Task requirements -
Emit only the lines from the line containing "This fixes the" through the last line of the entries, unchanged.

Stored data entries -
________________________________________

PR #1121, opened 2018-09-19
Playground fixes

Dan503:
This fixes the Gulp watch task and adds CSS Grid translation support


Dan503:
@bogdan0083 I think you will have fun playing with this new toy 😁

1. Run `gulp play`
2. Type CSS into `playground/input.css` and save the file
3. View the output in `playground/output.css`

bogdan0083:
This feature is incredibly awesome! Now we can test branches easily and without any hassle, that's cool!  Thanks @Dan503  :)

Dan503:
Yep! :D

This is a hell of a lot easier than compiling, copying files to a different project node_modules folder and then using that project to test in.

That was an insane work flow.

This is going to make working on the project so much easier :)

________________________________________

Task answer -
This fixes the Gulp watch task and adds CSS Grid translation support


Dan503:
@bogdan0083 I think you will have fun playing with this new toy 😁

1. Run `gulp play`
2. Type CSS into `playground/input.css` and save the file
3. View the output in `playground/output.css`

bogdan0083:
This feature is incredibly awesome! Now we can test branches easily and without any hassle, that's cool!  Thanks @Dan503  :)

Dan503:
Yep! :D

This is a hell of a lot easier than compiling, copying files to a different project node_modules folder and then using that project to test in.

That was an insane work flow.

This is going to make working on the project so much easier :)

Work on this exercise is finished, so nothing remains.